Windows scheduling of arbitrary‐length jobs on multiple machines

The generalized windows scheduling problem for n jobs on multiple machines is defined as follows: Given is a sequence, I=⟨(w 1,𝓁 1),(w 2,𝓁 2),…,(w n ,𝓁 n )⟩ of n pairs of positive integers that are associated with the jobs 1,2,…,n, respectively. The processing length of job i is 𝓁 i slots where a slot is the processing time of one unit of length. The goal is to repeatedly and non‐preemptively schedule all the jobs on the fewest possible machines such that the gap (window) between two consecutive beginnings of executions of job i is at most w i slots.

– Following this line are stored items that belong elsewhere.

Issue #319, opened 2024-07-11
[Feature]: Transaction coordinator capable of computing and signing a valid bitcoin transaction


netrome:
Depends on #317 and #318 

### Context
Once the transaction coordinator is able to load a functioning wsts coordinator state machine, we should implement the ability for the coordinator to collect all the necessary information to construct a valid transaction package and provide the ability to run a signing round with this transaction package.

### Definition of done
The transaction coordinator can compute and sign valid bitcoin transactions.

PR #325, opened 2024-07-14
feat: Transaction coordinator able to fetch pending requests to sign

### LINKED ISSUE #318: [Feature]: Transaction coordinator able to fetch pending requests to sign
### Context
The transaction coordinator should upon it's tenure fetch any pending deposit requests and withdraw requests that fulfills the following:

* The request has been approved by at least `threshold` signers.
* The request has enough confirmations if it is a withdraw request.
* The request has not been fulfilled on the given bitcoin chain tip.

### Definition of done
The transaction signer is capable of loading the set of pending requests it should coordinate signing rounds for.

netrome:
Closes #318 

This PR introduces the queries needed for the transaction coordinator to fetch pending accepted deposit and withdraw requests and convert them into types usable for the transaction packaging function.

Note that while we have tests for the queries, testing this logic within the transaction coordinator is dependent on #319.


signer/src/storage/postgres.rs
```diff
@@ -247,6 +247,66 @@ impl super::DbRead for PgStore {
...
+              , deposit_requests.amount
+              , deposit_requests.max_fee
+              , deposit_requests.sender_addresses
+              , deposit_requests.created_at
+            FROM transactions_in_window transactions
+            JOIN sbtc_signer.deposit_requests deposit_requests ON
+                deposit_requests.txid = transactions.txid
+            JOIN sbtc_signer.deposit_signers signers ON
+                deposit_requests.txid = signers.txid AND
+                deposit_requests.output_index = signers.output_index
```
djordon, line 295: You might be able to do `USING (txid)` and `USING (txid, output_index)` here.

signer/src/storage/postgres.rs
```diff
@@ -247,6 +247,66 @@ impl super::DbRead for PgStore {
...
+                WHERE block_hash = $1
+                
+                UNION ALL
+                
+                -- Recursive member: Fetch the parent block using the last block's parent_hash
+                SELECT parent.block_hash, parent.block_height, parent.parent_hash,
+                       parent.created_at, last.depth + 1
+                FROM sbtc_signer.bitcoin_blocks parent
+                JOIN context_window last ON parent.block_hash = last.parent_hash
+                WHERE last.depth < $2
```
djordon, line 272: Is this supposed to be `<=`? We might need to change this and thw query in `get_pending_deposit_requests` or the query in `get_pending_withdraw_requests`.

signer/src/transaction_coordinator.rs
```diff
@@ -261,11 +263,50 @@ where
...
+            .map(|request| request.try_into())
+            .collect::<Result<_, _>>()?;
+
+        let withdrawals = pending_withdraw_requests
+            .into_iter()
+            .map(|request| request.try_into())
+            .collect::<Result<_, _>>()?;
+
+        let accept_threshold = self.threshold;
+        let num_signers = self
```
djordon, line 297: Hmmm, maybe I should change `num_signers` to a `usize` in `utxo::SbtcRequests`? Eh, it that change looks annoying.

djordon (commented):
Largely looks good. Might be an off-by-one error in the query, and had a suggested change to the `TryFrom` `impl`s.

signer/src/utxo.rs
```diff
@@ -387,6 +438,34 @@ impl WithdrawalRequest {
...
+            .map_err(|_| Error::TypeConversion)?;
+        let max_fee = request
+            .max_fee
+            .try_into()
+            .map_err(|_| Error::TypeConversion)?;
+        let address: Address<NetworkUnchecked> = request
+            .sender_address
+            .parse()
+            .map_err(Error::ParseAddress)?;
+        let address = address.assume_checked(); // We do not validate the request address here
```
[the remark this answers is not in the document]
AshtonStephens: I don't fully understand this suggestion, but as a blanket statement on all sBTC PRs, the main things we want to prioritize is readability, verifiability, and delivery speed. I say that here because "a little more robust" might not be something to change, and might be more of a "nit".

Given this is the approach we're taking for Deposits with a `try_from` I think the symmetry between our conversion implementation for `Deposit` and `Withdrawal`s from the models using `try_from` is probably the best / most readable approach.

signer/src/utxo.rs
```diff
@@ -359,6 +362,54 @@ impl DepositRequest {
...
+            .map_err(|_| Error::TypeConversion)?;
+
+        let deposit_script = bitcoin::consensus::deserialize(&request.spend_script)
+            .map_err(Error::BitcoinSerialization)?;
+
+        let redeem_script = bitcoin::consensus::deserialize(&request.reclaim_script)
+            .map_err(Error::BitcoinSerialization)?;
+
+        let signers_public_key =
+            XOnlyPublicKey::from_slice(&[0; 32]).map_err(|_| Error::TypeConversion)?;
```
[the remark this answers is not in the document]
netrome: Oh, thanks for spotting. I had a todo note to fix this, but I think when I fixed it I only handled the error handling and forgot about the hard-coded zeroes. I guess as you suggested in another comment, this is also some information we need to add to the conversion, so I'll change the TryFrom to a custom method.

> What would be wrong about this?
This creates a hard-coded zeroed public-key.

signer/src/utxo.rs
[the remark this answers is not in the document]
netrome: Yeah I don't think this is the place to validate the received address, although it doesn't hurt to be conservative here since the risk would be users loosing their funds.

> the main things we want to prioritize is readability, verifiability, and delivery speed

I agree, and I would also add correctness to this list.

Since I'll change the conversion for the `Deposit` I might as well do it here. It's not too much work.

signer/src/utxo.rs
```diff
@@ -359,6 +362,54 @@ impl DepositRequest {
...
+        let amount = request
+            .amount
+            .try_into()
+            .map_err(|_| Error::TypeConversion)?;
+
+        let deposit_script = bitcoin::consensus::deserialize(&request.spend_script)
+            .map_err(Error::BitcoinSerialization)?;
+
+        let redeem_script = bitcoin::consensus::deserialize(&request.reclaim_script)
+            .map_err(Error::BitcoinSerialization)?;
```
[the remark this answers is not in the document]
netrome: Right, yeah that's probably better. For some reason, deserialize felt more handy here. I don't remember why, because for other types I've used the direct byte conversion. I'll update.

signer/src/storage/postgres.rs
netrome: I do think this is correct, since we're joining the parent which has `last.depth + 1`. We also have tests ensuring this is consistent with the in memory implementation, which iterates over `(0..context_window)`. Let me know if you still believe this to be incorrect, and we can investigate this further.

signer/src/utxo.rs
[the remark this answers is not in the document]
netrome: Updated ✅

signer/src/utxo.rs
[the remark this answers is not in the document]
netrome: Fixed it :heavy_check_mark:

signer/src/storage/postgres.rs
netrome: Thanks for suggesting. Updated.

signer/src/utxo.rs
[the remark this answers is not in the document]
netrome: Done.

signer/src/error.rs
```diff
@@ -171,13 +171,21 @@ pub enum Error {
...
     #[error("WSTS error: {0}")]
     Wsts(#[source] wsts::state_machine::signer::Error),
 
     /// No chain tip found.
     #[error("no bitcoin chain tip")]
     NoChainTip,
+
+    /// Bitcoin address parse error
+    #[error("bitcoin address parse error")]
+    BitcoinAddressParseError(#[source] bitcoin::address::ParseError),
```
djordon, line 184: nit: This should be `BitcoinAddressParse`, the added `Error` is redundant. But maybe we should rename it to `BitcoinNetworkValidation`? Or not, the `Parse` part is okay as well since it's conceptually part of string parsing.

signer/src/storage/postgres.rs
djordon: Yeah, you're right, this is fine. It gets `context_window` blocks. And the query in `get_pending_withdraw_requests` is fine as well since we explicitly want to go past the context window. Never mind 😅!

signer/src/storage/postgres.rs
```diff
@@ -247,6 +247,63 @@ impl super::DbRead for PgStore {
...
+                -- Anchor member: Initialize the recursion with the chain tip
+                SELECT block_hash, block_height, parent_hash, created_at, 1 AS depth
+                FROM sbtc_signer.bitcoin_blocks
+                WHERE block_hash = $1
+                
+                UNION ALL
+                
+                -- Recursive member: Fetch the parent block using the last block's parent_hash
+                SELECT parent.block_hash, parent.block_height, parent.parent_hash,
+                       parent.created_at, last.depth + 1
```
djordon, line 269: nit: when the columns wrap like this, I'd prefer we switch to having one column per line.

djordon (approved):
Looks good! And all is well with the query (no off-by-one).

I had a couple of nits but it looks good.

signer/src/storage/postgres.rs
netrome: Right, updated.

signer/src/error.rs
netrome: Ah how could I miss this. Fixed!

This problem arises in push broadcast systems in which data are transmitted on multiple channels. The problem is NP‐hard even for unit‐length jobs and a (1+ϵ)‐approximation algorithm is known for this case by approximating the natural lower bound $W(I)={\sum }_{i=1}^n(1/w_i)$ . The techniques used for approximating unit‐length jobs cannot be extended for arbitrary‐length jobs mainly because the optimal number of machines might be arbitrarily larger than the generalized lower bound $W(I)={\sum }_{i=1}^n({\ell }_i/w_i)$ . The main result of this paper is an 8‐approximation algorithm for the WS problem with arbitrary lengths using new methods, different from those used for the unit‐length case. The paper also presents another algorithm that uses 2(1+ϵ)W(I)+logw max machines and a greedy algorithm that is based on a new tree representation of schedules. The greedy algorithm is optimal for some special cases, and computational experiments show that it performs very well in practice.